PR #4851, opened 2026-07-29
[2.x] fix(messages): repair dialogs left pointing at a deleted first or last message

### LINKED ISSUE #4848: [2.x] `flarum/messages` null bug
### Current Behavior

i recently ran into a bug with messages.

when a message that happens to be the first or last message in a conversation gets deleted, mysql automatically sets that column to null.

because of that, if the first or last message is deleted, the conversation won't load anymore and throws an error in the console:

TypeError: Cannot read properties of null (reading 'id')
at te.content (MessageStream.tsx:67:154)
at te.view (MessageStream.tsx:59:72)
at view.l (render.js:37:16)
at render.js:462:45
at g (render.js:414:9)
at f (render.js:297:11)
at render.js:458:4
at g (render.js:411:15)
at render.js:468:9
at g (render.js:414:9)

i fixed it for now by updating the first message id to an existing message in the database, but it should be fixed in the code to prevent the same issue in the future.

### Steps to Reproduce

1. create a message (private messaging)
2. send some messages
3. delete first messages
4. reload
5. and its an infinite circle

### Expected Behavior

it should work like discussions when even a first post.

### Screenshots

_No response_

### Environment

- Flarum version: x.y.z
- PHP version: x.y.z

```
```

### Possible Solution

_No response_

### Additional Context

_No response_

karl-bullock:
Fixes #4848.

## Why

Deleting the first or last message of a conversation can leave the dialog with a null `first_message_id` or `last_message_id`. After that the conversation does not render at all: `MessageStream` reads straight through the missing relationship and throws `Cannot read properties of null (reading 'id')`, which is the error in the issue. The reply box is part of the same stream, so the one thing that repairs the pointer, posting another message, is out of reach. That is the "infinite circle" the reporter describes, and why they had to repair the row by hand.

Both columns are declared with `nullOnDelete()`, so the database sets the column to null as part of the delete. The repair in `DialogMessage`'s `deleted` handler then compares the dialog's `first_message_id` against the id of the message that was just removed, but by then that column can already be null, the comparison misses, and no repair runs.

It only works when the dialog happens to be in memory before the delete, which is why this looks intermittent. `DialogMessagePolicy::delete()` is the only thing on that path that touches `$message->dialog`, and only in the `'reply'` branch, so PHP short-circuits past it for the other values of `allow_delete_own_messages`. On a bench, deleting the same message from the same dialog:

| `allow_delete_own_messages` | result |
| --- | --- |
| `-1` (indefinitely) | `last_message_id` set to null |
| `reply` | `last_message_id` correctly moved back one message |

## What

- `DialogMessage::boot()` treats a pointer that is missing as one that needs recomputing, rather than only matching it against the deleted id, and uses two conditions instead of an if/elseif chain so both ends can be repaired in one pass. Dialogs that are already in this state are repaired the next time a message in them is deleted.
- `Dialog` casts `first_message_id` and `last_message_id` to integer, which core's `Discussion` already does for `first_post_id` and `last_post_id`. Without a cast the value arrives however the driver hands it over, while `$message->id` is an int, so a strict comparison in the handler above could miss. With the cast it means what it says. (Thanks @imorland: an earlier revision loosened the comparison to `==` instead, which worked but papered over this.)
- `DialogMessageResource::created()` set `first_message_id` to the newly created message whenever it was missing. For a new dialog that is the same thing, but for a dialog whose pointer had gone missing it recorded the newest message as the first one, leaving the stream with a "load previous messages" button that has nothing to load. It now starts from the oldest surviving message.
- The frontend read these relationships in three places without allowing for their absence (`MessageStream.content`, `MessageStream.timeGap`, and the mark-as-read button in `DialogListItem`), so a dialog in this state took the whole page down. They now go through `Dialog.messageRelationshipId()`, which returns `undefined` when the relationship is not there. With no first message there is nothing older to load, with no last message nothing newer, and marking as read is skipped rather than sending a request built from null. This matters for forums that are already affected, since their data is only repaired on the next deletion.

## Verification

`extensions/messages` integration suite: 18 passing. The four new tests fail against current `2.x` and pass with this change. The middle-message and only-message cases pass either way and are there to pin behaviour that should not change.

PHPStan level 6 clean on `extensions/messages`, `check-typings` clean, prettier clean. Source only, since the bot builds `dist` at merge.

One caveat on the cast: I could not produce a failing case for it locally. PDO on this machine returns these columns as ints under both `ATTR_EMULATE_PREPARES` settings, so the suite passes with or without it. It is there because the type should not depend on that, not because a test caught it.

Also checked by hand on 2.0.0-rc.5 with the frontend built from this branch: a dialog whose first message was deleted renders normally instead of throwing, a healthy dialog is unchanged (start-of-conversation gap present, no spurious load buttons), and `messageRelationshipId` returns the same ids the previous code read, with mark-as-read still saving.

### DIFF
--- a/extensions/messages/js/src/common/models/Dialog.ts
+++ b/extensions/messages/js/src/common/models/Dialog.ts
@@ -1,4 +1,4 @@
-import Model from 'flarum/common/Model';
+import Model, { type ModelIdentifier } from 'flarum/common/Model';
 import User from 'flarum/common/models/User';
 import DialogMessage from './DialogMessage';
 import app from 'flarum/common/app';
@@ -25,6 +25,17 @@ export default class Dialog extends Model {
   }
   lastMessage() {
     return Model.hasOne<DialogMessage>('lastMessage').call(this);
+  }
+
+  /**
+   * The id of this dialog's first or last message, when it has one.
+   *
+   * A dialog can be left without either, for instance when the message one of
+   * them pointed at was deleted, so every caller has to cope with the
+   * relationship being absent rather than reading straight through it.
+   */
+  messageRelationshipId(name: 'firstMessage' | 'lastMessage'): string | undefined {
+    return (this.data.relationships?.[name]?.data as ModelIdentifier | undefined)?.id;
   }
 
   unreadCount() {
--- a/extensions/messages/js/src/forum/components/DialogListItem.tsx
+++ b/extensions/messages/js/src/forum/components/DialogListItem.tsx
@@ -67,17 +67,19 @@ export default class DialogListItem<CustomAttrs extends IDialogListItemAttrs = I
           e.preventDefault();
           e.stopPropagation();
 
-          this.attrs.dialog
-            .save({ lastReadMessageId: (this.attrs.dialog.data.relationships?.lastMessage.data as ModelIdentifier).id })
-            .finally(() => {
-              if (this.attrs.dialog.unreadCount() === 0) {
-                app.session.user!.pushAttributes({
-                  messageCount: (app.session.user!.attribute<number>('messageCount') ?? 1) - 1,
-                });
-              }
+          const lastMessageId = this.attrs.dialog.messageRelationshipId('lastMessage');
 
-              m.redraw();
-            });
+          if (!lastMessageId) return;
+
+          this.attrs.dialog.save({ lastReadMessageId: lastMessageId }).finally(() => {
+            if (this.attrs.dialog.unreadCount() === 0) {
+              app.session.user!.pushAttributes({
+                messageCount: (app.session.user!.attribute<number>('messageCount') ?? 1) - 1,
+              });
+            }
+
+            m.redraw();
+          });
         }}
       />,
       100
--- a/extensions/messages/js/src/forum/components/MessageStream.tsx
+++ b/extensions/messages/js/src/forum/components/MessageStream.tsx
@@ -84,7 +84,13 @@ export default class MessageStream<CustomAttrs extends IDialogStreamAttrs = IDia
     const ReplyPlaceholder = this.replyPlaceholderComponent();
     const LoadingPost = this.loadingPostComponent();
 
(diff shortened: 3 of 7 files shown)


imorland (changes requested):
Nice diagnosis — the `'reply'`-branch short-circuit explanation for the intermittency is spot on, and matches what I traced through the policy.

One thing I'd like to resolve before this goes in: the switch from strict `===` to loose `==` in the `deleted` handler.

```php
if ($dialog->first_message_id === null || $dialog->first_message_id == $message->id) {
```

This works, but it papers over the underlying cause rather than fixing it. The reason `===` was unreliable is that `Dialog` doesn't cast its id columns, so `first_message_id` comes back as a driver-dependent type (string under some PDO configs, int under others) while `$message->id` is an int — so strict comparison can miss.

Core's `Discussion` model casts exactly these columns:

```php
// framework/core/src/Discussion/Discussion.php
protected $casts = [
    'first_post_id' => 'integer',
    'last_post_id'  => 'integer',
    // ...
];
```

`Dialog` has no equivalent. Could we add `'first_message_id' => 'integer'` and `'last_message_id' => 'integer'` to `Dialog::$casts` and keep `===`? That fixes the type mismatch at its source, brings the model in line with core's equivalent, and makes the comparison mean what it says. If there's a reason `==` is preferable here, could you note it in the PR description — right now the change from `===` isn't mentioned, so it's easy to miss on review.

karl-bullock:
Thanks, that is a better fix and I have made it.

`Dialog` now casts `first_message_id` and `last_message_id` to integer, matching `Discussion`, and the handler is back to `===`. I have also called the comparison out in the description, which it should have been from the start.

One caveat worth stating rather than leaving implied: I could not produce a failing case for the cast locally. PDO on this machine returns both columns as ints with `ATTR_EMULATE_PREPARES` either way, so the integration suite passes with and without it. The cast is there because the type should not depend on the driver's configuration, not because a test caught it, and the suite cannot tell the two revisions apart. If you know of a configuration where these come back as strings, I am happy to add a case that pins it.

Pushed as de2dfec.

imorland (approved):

·····

→ **EXERCISE PROMPT**: Every line above that includes the word "const" should be listed.

→ **ANSWER SPACE**:
+          const lastMessageId = this.attrs.dialog.messageRelationshipId('lastMessage');
     const ReplyPlaceholder = this.replyPlaceholderComponent();
     const LoadingPost = this.loadingPostComponent();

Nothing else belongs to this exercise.